### Task to complete:
Give again, exactly as written, each line of the material below starting at the line that contains "PR #317, opened 2021-07-13" and ending at the line that contains "TryXFlex was slightly". Both ends count, and no other line does.

# # # # #

PR #301, opened 2021-04-20
Keep up with fontTools getDeltas API

madig:
Using the current fontTools will produces errors on VFs about `getDeltas` getting too many arguments. See https://github.com/fonttools/fonttools/pull/2214.


madig:
Oh, right. 4.22.0 also changes TTX dumps so everything has to be updated now.

madig:
Needs https://github.com/adobe-type-tools/psautohint-testdata/pull/2.

PR #317, opened 2021-07-13
Corrected/better flex heuristics

iterumllc:
TryXFlex was slightly mangled by https://github.com/adobe-type-tools/psautohint/commit/c951c5df66ff42c96ce0e7d89656e3aae347ab3a and this PR fixes that.

It also changes the x/y ratio heuristic. The flexdiff is between p0 or p2 and p1, not between p0 and p2, as should be evident by the "near miss" heuristic at the end. This uses the average of p0 and p2 (in the relevant direction) compared with p1.


iterumllc:
I didn't change the Libertinus integration test as it is a good indication of what this (now draft) PR will do. I can do that if and when the code is approved of.

iterumllc:
This is no longer needed.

# # # # #

### Completed exercise:
PR #317, opened 2021-07-13
Corrected/better flex heuristics

iterumllc:
TryXFlex was slightly mangled by https://github.com/adobe-type-tools/psautohint/commit/c951c5df66ff42c96ce0e7d89656e3aae347ab3a and this PR fixes that.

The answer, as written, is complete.